Issue #2309, opened 2026-09-13
`LocalChain::apply_changeset` silently replaces the genesis block


noahjoeris:
**Describe the bug**

`LocalChain::apply_changeset` accepts a `ChangeSet` containing `(0, Some(hash))` with a hash different from the chain's current genesis and silently rewrites the genesis block. `apply_changeset_to_checkpoint` (`crates/chain/src/local_chain.rs`) collects the existing checkpoints from the changeset's lowest height upwards, overwrites height 0 with the changeset entry, and rebuilds the chain via `LocalChain::from_blocks`, which never compares against the previous genesis.

The other mutation entrypoints enforce this invariant: `apply_update` (via `merge_chains`) returns `CannotConnectError` when the update disagrees on genesis, and `insert_block` / `disconnect_from` also refuse to alter height 0. `apply_changeset` is the only one that does not, so a persisted or externally constructed changeset with a wrong height-0 entry can move a chain onto a different genesis (e.g. another network) without any error.

This issue was found by AI.

**To Reproduce**

Add `crates/chain/tests/test_genesis_changeset.rs` and run `cargo test -p bdk_chain --test test_genesis_changeset`:

```rust
use bdk_chain::local_chain::{ChangeSet, LocalChain};
use bdk_testenv::{hash, local_chain};
use bitcoin::BlockHash;

#[test]
fn apply_changeset_does_not_replace_genesis() {
    let mut chain: LocalChain = local_chain![(0, hash!("G")), (1, hash!("A"))];
    let changeset: ChangeSet<BlockHash> = [(0, Some(hash!("not_G")))].into_iter().collect();

    let result = chain.apply_changeset(&changeset);

    assert_eq!(chain.genesis_hash(), hash!("G"), "apply_changeset returned {result:?}");
}
```

Current output:

```
assertion `left == right` failed: apply_changeset returned Ok(())
  left: 7fa96a46d03a598e64ddfaadb1525023753ae80470cacac37ebb5fbc837ebeb9
 right: dc4e3f5d6f1c6736abbdfa7a86e999ebdc7b132b82411571fc3909ac0ebc41fa
```

**Expected behavior**

`apply_changeset` should not silently replace an existing genesis block; a changeset that disagrees on height 0 should be handled consistently with the other `LocalChain` mutation methods.

PR #2311, opened 2026-09-13
fix(chain): reject a changeset that replaces the genesis block

wangzhengzhuo05:
Solves #2309

### Description

`LocalChain::apply_changeset` was the only mutation entrypoint that did not enforce the
height-0 invariant. A `ChangeSet` carrying `(0, Some(hash))` whose hash differs from the
chain's genesis was accepted: `apply_changeset_to_checkpoint` overwrote height 0 and rebuilt
the chain through `LocalChain::from_blocks`, so the chain silently moved onto a different
chain (e.g. another network). `apply_update` (via `merge_chains`), `insert_block` and
`disconnect_from` all refuse to alter height 0.

This adds `ApplyBlockError::CannotReplaceGenesis` and rejects the changeset before anything
is applied:

- `apply_changeset_to_checkpoint` checks a `Some(_)` height-0 entry against the existing
  genesis. If that genesis is not a placeholder and the hashes disagree, it returns
  `Err(ApplyBlockError::CannotReplaceGenesis { expected })` and leaves the chain untouched.
- A height-0 entry that agrees with the current genesis, and one that upgrades a
  *placeholder* genesis to real data, still apply — the same case `merge_chains` already
  allows via `!o.is_placeholder()`.
- `merge_chains` maps the new variant to `CannotConnectError { try_include_height: 0 }`,
  consistent with its own genesis guard.
- `apply_changeset`'s public signature is unchanged. `ApplyBlockError` gains one variant,
  which is a breaking change for exhaustive downstream matches.

### Tests

`crates/chain/tests/test_genesis_changeset.rs` (new file, the path suggested in the issue):

- `apply_changeset_does_not_replace_genesis` — the issue's reproduction: the changeset is
  rejected and both the genesis hash and the tip are unchanged.
- `apply_changeset_with_matching_genesis_extends_chain` — a `(0, Some(genesis))` entry plus a
  new higher block still applies.
- `apply_changeset_above_genesis_still_applies` — the guard is not over-broad.

```
cargo test -p bdk_chain --all-features                                  # ok, 100 tests, 0 failed
cargo clippy -p bdk_chain --all-features --all-targets -- -D warnings   # clean
cargo fmt --all -- --check                                              # clean
```

Mutation check: with the height-0 comparison neutered (`changeset.blocks.get(&1)`),
`apply_changeset_does_not_replace_genesis` fails with `assertion failed: result.is_err()`;
restoring the fix turns the file green again. So the new test really guards the fix.

### Notes

This change was implemented with AI assistance (OpenCode + muse-spark 1.3) and verified
locally as described above. The commit is not GPG-signed — no signing key is configured on
this machine; I am happy to re-push a signed commit if the project requires it.


wangzhengzhuo05:
Closing this out.

It has been waiting 5 days without any maintainer review, and we are winding down this contribution effort — a stale PR sitting in the queue costs maintainers attention without giving them a decision to make, so it is better closed than left open indefinitely.

If the direction is useful, the branch is intact on the fork (`fix/apply-changeset-genesis`, +65/−0 across 2 file(s)) and can be picked up as-is.

What it contains: *fix(chain): reject a changeset that replaces the genesis block* — Solves #2309

It was verified locally before opening (target test suite green, plus a mutation check that reverts only the fix and confirms the new regression test fails). Thanks for the time.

*-*-*

[TASK PROMPT] Copy every line of the material above in which the word "clean" appears.

[RESPONSE BELOW]
cargo clippy -p bdk_chain --all-features --all-targets -- -D warnings   # clean
cargo fmt --all -- --check                                              # clean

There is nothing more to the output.